AT&T CEO highlights benefits of FirstNet, potential 5G use cases for critical infrastructure, enterprises

Winning the bid to build the nationwide FirstNet system on 700 MHz Band 14 spectrum has been very beneficial to AT&T overall strategy, allowing the carrier to grow its wireless business, improve network quality and lay the foundation for the transition to 5G, AT&T CEO Randall Stephenson said this week.

“FirstNet has gone off the charts,” Stephenson said during the Goldman Sachs Communacopia conference. “It’s been as good as we could have ever hoped.”

When the FirstNet Authority issued its request for proposals in 2016, AT&T identified the project as “a must-win for us,” Stephenson said.

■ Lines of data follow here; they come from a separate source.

PR #231, opened 2022-04-20
MLflow dss flavor

vthorey:
Companion PR of https://github.com/dataiku/dip/pull/15891

* Fix and simplify the download_artifacts method
* Reset tracking_uri and end eventual run when calling `setup_mlflow`


lpenet (approved):
LGTM+Tested

PR #237, opened 2022-05-05
Add MLflow export to DSSTrainedPredictionModelDetails

vthorey:
Companion PR of https://github.com/dataiku/dip/pull/16248


lpenet (approved):
LGTM+Tested (testing that the model can be loaded and scored, either as pyfunc or dataiku flavor, with model downloaded through API or GUIà

PR #240, opened 2022-05-19
Feature/sc 81845 review notebook code samples

lpenet:
Companion API PR of https://github.com/dataiku/dku-contrib-private/pull/158 .
Took the opportunity to make minor adjustements to the public API.


vthorey (approved):
Tested  with code samples from https://github.com/dataiku/dku-contrib-private/pull/158 and LGTM

PR #246, opened 2022-07-13
[SC-93184] Create public API for project libraries

ehysi:
Add project libraries methods in project object
Adapt the plugins client to be consistent with modification in the public API

See https://github.com/dataiku/dip/pull/17144 for details on the modifications to the public API

### DIFF
--- a/dataikuapi/dss/plugin.py
+++ b/dataikuapi/dss/plugin.py
@@ -177,23 +177,23 @@ class DSSPlugin(object):
         data = f.read() # eat it all, because making it work with a path variable and a MultifilePart in swing looks complicated
         return self.client._perform_empty("POST", "/plugins/%s/contents/%s" % (self.plugin_id, path), raw_body=data)
 
-    def rename_library_file(self, path, params):
+    def rename_file(self, path, new_name):
         """
         Rename a file/folder in the plugin
 
         :param str path: the path of the file/folder, relative ot the root of the plugin
-        :param dict params: the parameters containing the new name of the file/folder
+        :param str new_name: the new name of the file/folder
         """
-        return self.client._perform_empty("POST", "/plugins/%s/contents/rename/%s" % (self.plugin_id, path), body=params)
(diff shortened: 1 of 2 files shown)


dataikuapi/dss/plugin.py
```diff
@@ -177,6 +177,23 @@ def put_file(self, path, f):
...
         return self.client._perform_empty("POST", "/plugins/%s/contents/%s" % (self.plugin_id, path), raw_body=data)
 
+    def rename_library_file(self, path, params):
+        """
+        Rename a file/folder in the plugin
+
+        :param str path: the path of the file/folder, relative ot the root of the plugin
+        :param dict params: the parameters containing the new name of the file/folder
+        """
+        return self.client._perform_empty("POST", "/plugins/%s/contents/rename/%s" % (self.plugin_id, path), body=params)
```
StanislasBertrand, line 187: Since the required structure of the params object is not obvious to someone working only with the API, we could either 
* Specify in the method description that params should have a "newName" key
* Make the method take directly the name as an argument and build the `params = {"newName": name}` in the method

Same goes for the other methods in libraries & plugins apis.
What do you think ?

StanislasBertrand (changes requested):

dataikuapi/dss/plugin.py
```diff
@@ -177,6 +177,23 @@ def put_file(self, path, f):
         data = f.read() # eat it all, because making it work with a path variable and a MultifilePart in swing looks complicated
         return self.client._perform_empty("POST", "/plugins/%s/contents/%s" % (self.plugin_id, path), raw_body=data)
 
+    def rename_library_file(self, path, params):
```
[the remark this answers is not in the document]
ehysi: copy/paste issue

dataikuapi/dss/plugin.py
ehysi: I think the second one is the better because more explicit and less prone to errors from a client perspective

StanislasBertrand (approved):
LGTM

In addition to getting access to the 10×10 MHz swath of 700 MHz Band 14 spectrum licensed to the FirstNet Authority, the FirstNet buildout required telecom crews to install new gear on towers throughout the country—something AT&T was going to have to do to deploy significant swaths of fallow spectral holdings and to ready its network for 5G, Stephenson said.

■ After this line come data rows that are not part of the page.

PR #5957, opened 2021-03-09
[cli] Add SAML Single Sign-On to `vercel login`

TooTallNate:
Refactors the `vercel login` command to be more modular and adds SAML Single Sign-On functionality, where the user's web browser is automatically opened to the identity provider's authentication page, before finally being redirected back to a server that CLI is running on localhost in order to retrieve the final auth token.

### DIFF
--- a/packages/cli/src/util/login/email.ts
+++ b/packages/cli/src/util/login/email.ts
@@ -3,7 +3,6 @@ import { stringify as stringifyQuery } from 'querystring';
 import fetch from 'node-fetch';
 import sleep from '../sleep';
 import ua from '../ua';
-import ok from '../output/ok';
 import error from '../output/error';
 import highlight from '../output/highlight';
 import eraseLines from '../output/erase-lines';
@@ -79,7 +78,6 @@ export default async function doEmailLogin(
   }
 
   // Clear up `Sending email` success message
-  //output.print(eraseLines(possibleAddress ? 1 : 2));
   output.print(eraseLines(1));
 
   output.print(
@@ -109,6 +107,6 @@ export default async function doEmailLogin(
     }
   }
 
-  output.log(ok('Email confirmed'));
+  output.success('Email confirmed');
   return token;
 }
--- a/packages/cli/src/util/login/email.ts
+++ b/packages/cli/src/util/login/email.ts
@@ -1,18 +1,12 @@
 import ms from 'ms';
-import chalk from 'chalk';
 import { stringify as stringifyQuery } from 'querystring';
 import fetch from 'node-fetch';
 import sleep from '../sleep';
 import ua from '../ua';
-import hp from '../humanize-path';
-import { getCommandName } from '../pkg-name';
 import ok from '../output/ok';
 import error from '../output/error';
 import highlight from '../output/highlight';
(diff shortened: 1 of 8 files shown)


packages/cli/src/util/login/email.ts
```diff
@@ -0,0 +1,114 @@
...
+    const data = await executeLogin(apiUrl, email);
+    verificationToken = data.token;
+    securityCode = data.securityCode;
+  } catch (err) {
+    output.error(err.message);
+    return 1;
+  }
+
+  // Clear up `Sending email` success message
+  //output.print(eraseLines(possibleAddress ? 1 : 2));
```
styfle: Is `possibleAddress` still used?

packages/cli/src/util/login/sso.ts
```diff
@@ -0,0 +1,102 @@
...
+          );
+          res.end();
+        });
+        server.once('error', reject);
+      }),
+      open(url.href),
+    ]);
+
+    const rawQuery = req.url!.slice(req.url!.indexOf('?') + 1);
+    const query = new URLSearchParams(rawQuery);
```
styfle:
```suggestion
    const query = new URL(req.url || '/', 'http://localhost').searchParams;
```

Nit pick: use url parsing instead of string slicing

packages/cli/src/util/login/sso.ts
```diff
@@ -0,0 +1,102 @@
...
+    if (!verifyRes.ok) {
+      output.error(
+        `Unexpected ${verifyRes.status} status code from verify API`
+      );
+      output.debug(await verifyRes.text());
+      return 1;
+    }
+
+    output.success(
+      `Successfully logged in to "${slug}" team as ${chalk.bold(
```
styfle:
```suggestion
      `Successfully logged into "${slug}" team as ${chalk.bold(
```

Is this going to print two login messages?
This one and `You are now logged in. In order to deploy something...`?

TooTallNate: I'm not so sure about the suggestion: https://helpcenter.veeam.com/docs/styleguide/tw/log_in_to.html

And ya, there's two success messages. Will figure out the best way to simplify that.

packages/cli/src/util/login/sso.ts
```diff
@@ -0,0 +1,101 @@
+import http from 'http';
+import open from 'open';
+import chalk from 'chalk';
+import fetch from 'node-fetch';
+import { hostname } from 'os';
+import { URL, URLSearchParams } from 'url';
```
styfle:
```suggestion
import { URL } from 'url';
```

packages/cli/src/util/login/email.ts
TooTallNate: Removed.

packages/cli/src/util/login/sso.ts
TooTallNate: Changed the message to just say SAML was completed. Doesn't mention "login" specifically, since that happens on the next line.

styfle (dismissed):

styfle (approved):

PR #6007, opened 2021-03-18
[frameworks] Add envPrefix property

styfle:
We need this logic in frameworks for static-build as well as docs.


packages/frameworks/test/frameworks.unit.test.ts
```diff
@@ -136,6 +137,7 @@ const Schema = {
       cachePattern: { type: 'string' },
       buildCommand: { type: ['string', 'null'] },
       devCommand: { type: ['string', 'null'] },
+      defaultVersion: { type: 'string' },
```
styfle, line 140: This was missing from a previous PR #5839 , cc @TooTallNate

AndyBitz (approved):

PR #6014, opened 2021-03-19
[frameworks] Fix "svelte" detection and Dev Command

styfle:
- We were matching any project using [sirv](https://www.npmjs.com/package/sirv) which was too broad.
- Hot reloading didn't work because default dev command was incorrect.

This PR updates the framework detection and default dev command to match the example:

https://github.com/vercel/vercel/blob/c2e7be80e869137d3dd482e017c9e65a1431225a/examples/svelte/package.json#L6

### DIFF
--- a/packages/frameworks/src/frameworks.ts
+++ b/packages/frameworks/src/frameworks.ts
@@ -855,14 +855,14 @@ export const frameworks = [
         placeholder: '`npm run build` or `rollup -c`',
       },
       devCommand: {
-        value: 'sirv public --single --dev --port $PORT',
+        value: 'rollup -c -w',
       },
       outputDirectory: {
         value: 'public',
       },
     },
     dependency: 'sirv-cli',
-    devCommand: 'sirv public --single --dev --port $PORT',
+    devCommand: 'rollup -c -w',
     buildCommand: 'rollup -c',
     getOutputDirName: async () => 'public',
     defaultRoutes: [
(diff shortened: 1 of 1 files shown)


packages/frameworks/src/frameworks.ts
```diff
@@ -855,14 +855,14 @@ export const frameworks = [
...
       },
       devCommand: {
-        value: 'sirv public --single --dev --port $PORT',
+        value: 'rollup -c -w',
       },
       outputDirectory: {
         value: 'public',
       },
     },
     dependency: 'sirv-cli',
```
AndyBitz, line 869: I guess this doesn't make sense either then, since `sirv-cli` doesn't seem to be specific for Svelte

AndyBitz (dismissed):

packages/frameworks/src/frameworks.ts
styfle: Do we need to change line 846 to something else? Its currently matching `sirv-cli` as a dependency

https://github.com/vercel/vercel/blob/c2e7be80e869137d3dd482e017c9e65a1431225a/packages/frameworks/src/frameworks.ts#L846

AndyBitz: I think it would make the most sense to add svelte as dependency there as well, to ensure both are matched

AndyBitz: Updated the check, I guess we can leave this one for now, since it's only used as a fallback at build time

AndyBitz (approved):

TooTallNate (approved):

PR #6016, opened 2021-03-20
[cli] Refactor to merge `NowContext` into `Client`

TooTallNate:
This is a rather large refactor of the CLI codebase that merges the `NowContext` object into the `Client` class. There's a few reasons to do this:

1. Nearly every sub-command was creating its own `Client` instance, leading to a lot of duplicated code. It makes more sense to create one instance and pass it to every sub-command, which deletes a lot of code as well.
2. There's a lot of overlap between `NowContext` and the props on the `Client` class, so it was a relatively easy transition.
3. The main reason is so the same `authConfig` is used throughout the program lifecycle. This paves the way for updating the token mid-flight when i.e. a SAML token has expired. In a follow-up PR, CLI will handle that scenario gracefully by re-triggering the SAML auth flow.


packages/cli/src/commands/deploy/latest.js
```diff
@@ -295,7 +287,7 @@ export default async function main(
         output,
         'Which scope do you want to deploy to?',
         client,
-        ctx.config.currentTeam,
+        client.config.currentTeam,
```
styfle: `selectOrg()` already has a client so can we remove `currentTeam` parameter here?

packages/cli/src/commands/env/index.ts
```diff
@@ -129,7 +120,7 @@ export default async function main(ctx: NowContext) {
     return 1;
   } else {
     const { project, org } = link;
-    client.currentTeam = org.type === 'team' ? org.id : undefined;
+    config.currentTeam = org.type === 'team' ? org.id : undefined;
```
styfle, line 123: Whats the difference between `client.currentTeam` and `client.config.currentTeam`?

packages/cli/src/commands/teams/invite.js
```diff
@@ -163,57 +146,52 @@ export default async function ({
...
+        output.log(`${chalk.cyan(chars.tick)} ${sentEmailPrefix}${email}`);
         if (hasError) {
           hasError = false;
-          process.stdout.write(eraseLines(emails.length + 2));
-          console.log(
-            info(
-              introMsg ||
-                `Inviting team members to ${chalk.bold(currentTeam.name)}`
-            )
+          process.stderr.write(eraseLines(emails.length + 2));
```
styfle, line 164: Do you need a `output.stopSpinner()` here before erasing lines?

packages/cli/src/util/client.ts
```diff
@@ -98,45 +91,43 @@ export default class Client extends EventEmitter {
...
 
-        return res.headers.get('content-type').includes('application/json')
-          ? res.json()
-          : res;
+      if (opts.json === false) {
+        return res;
       }
-      const error = await responseError(res);
-      if (res.status >= 400 && res.status < 500) {
-        return bail(error);
```
styfle, line 131: Why did you remove the `bail()` here?

packages/cli/src/commands/env/index.ts
TooTallNate: `client.currentTeam` no longer exists, instead it takes the entire "global config" object as `client.config`.

packages/cli/src/commands/teams/add.js
```diff
@@ -144,12 +144,8 @@ export default async function({ apiUrl, token, teams, config }) {
 
   stopSpinner();
 
-  await invite({
-    teams,
-    args: [],
-    token,
-    apiUrl,
-    config,
+  client.argv._ = [];
```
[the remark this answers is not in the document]
TooTallNate: Ya you're right, this is incorrect. Updated.

packages/cli/src/commands/teams/invite.js
TooTallNate: Not in this case because `output.log()` on line 161 stops the spinner.

packages/cli/src/commands/teams/invite.js
```diff
@@ -104,14 +90,14 @@ export default async function ({
...
 
-  console.log(
-    info(introMsg || `Inviting team members to ${chalk.bold(currentTeam.name)}`)
+  output.log(
+    introMsg || `Inviting team members to ${chalk.bold(currentTeam.name)}`
   );
 
-  if (args.length > 0) {
-    for (const email of args) {
+  if (argv._.length > 0) {
```
styfle, line 97: This length is always zero now, right? Since its hardcoded by the caller?

styfle: Oh nevermind, I see there are two callers

styfle (approved):

packages/cli/src/commands/teams/invite.js
TooTallNate: The hard-coding is when you do `vc teams add` (which finishes by allowing you to invite team members). But you can still do `vc teams invite xxx@example.com` in which case the length would not be zero.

“By virtue of FirstNet, spectrum aggregation, 5G, we’re climbing these cell towers one time and accomplishing three purposes,” he said. “We’ve been doing this, and we’re literally—over the course of about three years—are increasing the entire nationwide capacity of the AT&T wireless network by 50%.

“I’ve been doing this almost 38 years. Those words have never come out of my mouth, to just, that quickly, boost capacity in a nationwide network by 50%.”

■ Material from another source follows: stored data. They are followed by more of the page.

PR #6023, opened 2021-03-22
[routing-utils] Add schema descriptions to routing schema

dav-is:
Our automated documentation requires descriptions in the schema

#### Tests

#### Code Review

### DIFF
--- a/packages/routing-utils/src/schemas.ts
+++ b/packages/routing-utils/src/schemas.ts
@@ -1,4 +1,4 @@
-const hasSchema = {
+export const hasSchema = {
   description: 'An array of requirements that are needed to match',
   type: 'array',
   maxItems: 16,
@@ -48,7 +48,7 @@ const hasSchema = {
       },
     ],
   },
-};
+} as const;
 
 /**
  * An ajv schema for the routes array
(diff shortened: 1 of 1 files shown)


packages/routing-utils/src/schemas.ts
```diff
@@ -207,16 +233,21 @@ export const redirectsSchema = {
...
+          'A pattern that matches each incoming pathname (excluding querystring)',
         type: 'string',
         maxLength: 4096,
       },
       headers: {
+        description:
+          'An array of key/value pairs representing each response header.',
         type: 'array',
         maxItems: 1024,
         items: {
```
styfle, line 253: Missing description on `key` and `value` below

styfle (dismissed):

ijjk (dismissed):

packages/routing-utils/src/schemas.ts
dav-is: Copied from here: https://github.com/vercel/api/blob/4ec9ff002e8d866754ace4aaee8c74da3c9e010d/utils/deployments-util/vercel-json-schema.ts#L237

TooTallNate (changes requested):
We need to update these to use `as const` at the end of each object. This is for our API docs generator to pick up the proper types.

TooTallNate (approved):

ijjk (approved):

PR #6049, opened 2021-03-30
[cli] (Major) Update `vc env` command

styfle:
### Changes

- Add support for Git Branch
- Use a single env type: "encrypted"
- Remove unnecessary questions during `vc env add`

#### Tests

#### Code Review


packages/cli/src/commands/env/ls.ts
```diff
@@ -1,15 +1,11 @@
...
-  Project,
-  ProjectEnvVariable,
-  ProjectEnvType,
-} from '../../types';
+import { Project, ProjectEnvVariable, ProjectEnvType } from '../../types';
 import Client from '../../util/client';
 import formatTable from '../../util/format-table';
-import getEnvVariables from '../../util/env/get-env-records';
+import getEnvRecords from '../../util/env/get-env-records';
+import formatEnvTarget from '../../util/env/format-env-target';
```
ernestd, line 8: Can we use aliases for the base folders?

ernestd (dismissed):

packages/cli/src/commands/env/ls.ts
styfle: I don't think `ncc` supports that TS feature

packages/cli/src/types.ts
```diff
@@ -208,22 +208,21 @@ export enum ProjectEnvTarget {
 export enum ProjectEnvType {
   Plaintext = 'plain',
   Secret = 'secret',
+  Encrypted = 'encrypted',
   System = 'system',
 }
 
 export interface ProjectEnvVariable {
+  id: string;
```
styfle, line 217: I confirmed with @lucleray that all env vars now have an ID thanks to a previous migration

packages/cli/src/commands/env/add.ts
```diff
@@ -219,17 +126,32 @@ export default async function add(
...
+    !envGitBranch &&
+    envTargets.length === 1 &&
+    envTargets[0] === ProjectEnvTarget.Preview
+  ) {
+    const { inputValue } = await inquirer.prompt({
+      type: 'input',
+      name: 'inputValue',
+      message: `Add ${envName} to which Git Branch? (leave empty for all Prevew branches)?`,
+    });
+    envGitBranch = inputValue || '';
```
TooTallNate, line 140: Is the `|| ''` necessary? I figure the prompt would return empty string already.

styfle: I have no idea since the prompt returns `any` so just doing this to be safe (we do it the same on the other prompts)

packages/cli/src/util/env/add-env-record.ts
```diff
@@ -13,26 +12,22 @@ export default async function addEnvRecord(
...
-  await client.fetch<ProjectEnvVariableV5>(urlProject, {
+  const body: Omit<ProjectEnvVariable, 'id'> = {
+    type,
+    key,
+    value,
+    target: targets,
+    gitBranch: gitBranch || undefined,
+  };
+  const url = `/v7/projects/${projectId}/env`;
+  await client.fetch<ProjectEnvVariable>(url, {
```
TooTallNate: I think we don't need the type since we aren't using the return value?

```suggestion
  await client.fetch(url, {
```

TooTallNate (approved):

ernestd (approved):

packages/cli/src/commands/env/add.ts
```diff
@@ -219,17 +126,32 @@ export default async function add(
...
+  if (
+    !stdInput &&
+    !envGitBranch &&
+    envTargets.length === 1 &&
+    envTargets[0] === ProjectEnvTarget.Preview
+  ) {
+    const { inputValue } = await inquirer.prompt({
+      type: 'input',
+      name: 'inputValue',
+      message: `Add ${envName} to which Git Branch? (leave empty for all Prevew branches)?`,
```
lucleray:
```suggestion
      message: `Add ${envName} to which Git Branch? (leave empty for all Preview branches)?`,
```

lucleray (approved):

As a result of this work, AT&T now has “unequivocally the fastest wireless network, the best-quality network,” Stephenson said, noting that “we’ve exceeded the competition, and the gap is widening.” In addition, these efforts have positioned the company to have a nationwide 5G footprint in the middle of next year on its commercial spectrum bands below 6 GHz, he said.

Industry experts have stated that deploying 5G in the sub-6 GHz will let carriers deliver greater data throughput speeds. But Stephenson noted that “what 5G facilitates goes so much beyond that,” particularly where ultra-dense cell networks operating on millimeter-wave airwaves—leveraging hundreds of MHz of spectrum, in some cases—are deployed.

“You’re moving into an era of connectivity like we haven’t conceived of before,” he said. “This isn’t just marginally better.”

While 4G LTE can support thousands of devices in a square mile, 5G can support millions of devices in the same geographic area, which is “a different business proposition for everybody,” Stephenson said.

Location-based services also should improve, which could greatly enhance security efforts, according to Stephenson.

“In 4G, because you’re using basically GPS technology, [carriers can] locate a device, a car or whatever within meters,” Stephenson said. “In the world of 5G, you begin to locate devices within a couple of centimeters—you’re measuring in centimeters.

“Now, think about this from a security standpoint. [For] somebody in banking, who might have a card with say, a large-scale equipment manufacturer like Apple, [think about] what that could mean to you in terms of security—being able to locate an individual within centimeters of a particular area, being able to set up geo-fencing in a particular area, and [establishing policies that] ‘You can only access our data if you’re in that particular area,’ measured within centimeters. That’s a big game changer, as well.”

With 5G’s high-speed and low-latency connectivity, providers like AT&T can deliver “real-time networking” capabilities that could result in broadband devices being redesigned, because computer processing can be executed at the network edge, instead of relying solely on the processing power within the device, Stephenson said.

“All of a sudden, when you have networks this fast, you can begin to push a lot of these requirements into the edge of the network,” Stephenson said. “So, you’re getting cloud distributed down to the edge of the network. This brings a whole different level of speed, but it also brings a whole different level of imagination, in terms of what your form factors starts to look like.”

In this environment concepts like Google Glass “that everybody laughed about … is truly feasible,” Stephenson said. In addition, low-power, microscopic sensors could become realistic, which could have significant impacts on a number of sectors, including traffic management, autonomous cars, pipeline management and utility systems, he said.

“What it facilitates is a whole different level of thinking,” Stephenson said.

This notion that 5G networks could have such a broad societal impact in many critical-infrastructure arenas necessitates careful consideration of some significant policy decisions, particularly as it relates to security issues, according to Stephenson.

“I have to remind people, if it goes here, then think about how much of our country’s infrastructure [and] day-to-day business activity is underpinned by this kind of technology,” Stephenson said. “Then ask yourself: Is it rational that the United States government has a concern about who might be supplying that kind of infrastructure?”